> Dataset records
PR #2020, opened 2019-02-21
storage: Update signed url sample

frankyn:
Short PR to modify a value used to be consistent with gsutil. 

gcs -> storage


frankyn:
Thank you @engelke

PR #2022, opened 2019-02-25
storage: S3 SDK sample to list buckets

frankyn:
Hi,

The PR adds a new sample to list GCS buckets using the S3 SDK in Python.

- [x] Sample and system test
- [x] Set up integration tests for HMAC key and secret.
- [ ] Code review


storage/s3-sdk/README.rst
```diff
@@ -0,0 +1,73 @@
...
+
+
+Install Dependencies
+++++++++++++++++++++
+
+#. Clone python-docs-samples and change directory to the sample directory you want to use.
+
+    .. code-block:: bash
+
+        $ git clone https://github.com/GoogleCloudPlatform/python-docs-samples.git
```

> Exercise
Beginning with the line containing "Thank you @engelke", repeat each line of the listing above, exactly, through the last one, and stop there.

> Exercise response
Thank you @engelke

PR #2022, opened 2019-02-25
storage: S3 SDK sample to list buckets

frankyn:
Hi,

The PR adds a new sample to list GCS buckets using the S3 SDK in Python.

- [x] Sample and system test
- [x] Set up integration tests for HMAC key and secret.
- [ ] Code review


storage/s3-sdk/README.rst
```diff
@@ -0,0 +1,73 @@
...
+
+
+Install Dependencies
+++++++++++++++++++++
+
+#. Clone python-docs-samples and change directory to the sample directory you want to use.
+
+    .. code-block:: bash
+
+        $ git clone https://github.com/GoogleCloudPlatform/python-docs-samples.git
```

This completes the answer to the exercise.